E' un piacere per me festeggiare il ritorno di un'amica dopo un lungo periodo di assenza.

Wow 7000.... 
Dove saresti adesso se fossi più assidua? 
Non ti starai mica divertendo troppo dato che non sei più spesso qui tra noi?

By the way, mi è avanzato solo un altro mazzo di bamboo... ma non essendo un panda non so se ti piacciono o meno... quindi mi sa che li mangio io 

Una pizza va bene lo stesso?


Ancora complimenti.

AUGH


----------



## Elisa68

Congratulazioni, Silvia.


----------



## cuchuflete

Uno, due, tre, ........siete mille bacci!

 Congratulations Silvia!



 U&K
c. 
​


----------



## Idioteque

*Congratulazioni, Silvia! *


----------



## ElaineG

Incredible numbers for an incredible woman.

It's good to see your rigor and fluency back among us.


----------



## Agnès E.

Bonjour Silvia !

Joyeux postiversaire ! s'il-vous-plaît, venez parler un peu français chez nous !


----------



## TrentinaNE

Bentornata, Silvia.   Grazie del tuo aiuto, che è sempre molto utile e ben apprezzata.
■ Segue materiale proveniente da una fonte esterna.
PR #4907, opened 2021-09-14
fix(infinite/hits): stop saving the transformed results in cache

### LINKED ISSUE #4819: Hits widget transformItems is called twice, receives already-transformed items
## 🐛 Bug description

It appears that the [transformItems](https://www.algolia.com/doc/api-reference/widgets/hits/js/#widget-param-transformitems) function of the hits widget is being called twice for a single search invocation, and is receiving the already-transformed items on the second run.

## 🔍 Bug reproduction

1. Add a `transformItems` callback to the hits widget that returns transformed items.
2. Add a `console.log` notification somewhere inside the transformation function.
3. Reload the page and look for notifications in the console.

**Live reproduction:**

https://codesandbox.io/s/fervent-frost-bbzb5?file=/src/app.js
https://codesandbox.io/s/stupefied-frog-c2krg?file=/src/instantsearch.ts

Including two examples here, one based on `create-instantsearch-app` and another based on the instantsearch sandbox from the main documentation. The latter already included a `transformItems` call, so required fewer additions on my part.

## 💭 Expected behavior

`transformItems` is called only once for a single search invocation, and is never passed already-transformed items.

## Environment

- OS: Windows
- Browser: Firefox, Edge, Chrome
- Version: 4.25.2

## Additional context

I've run into this bug while upgrading from an older 4.3.1 install to the latest 4.25.2 release. However, experimenting via codesandbox.io reveals that the bug was likely introduced in the 4.9 branch, as 4.9.2 is the earliest release I tested that allowed me to replicate it.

*Congratulazioni, sette mille volte!*​ 
Elisabetta


----------



## moodywop

Congratulazioni, Silvia!


----------



## Jana337

Auguri, Silvia!  Spero che potrai essere più attiva. Amo il tuo stile!

Jana


----------



## lsp

Congratulazioni, Silvia!


----------



## DesertCat

Congrats and I hope to you posting more frequently as well.


----------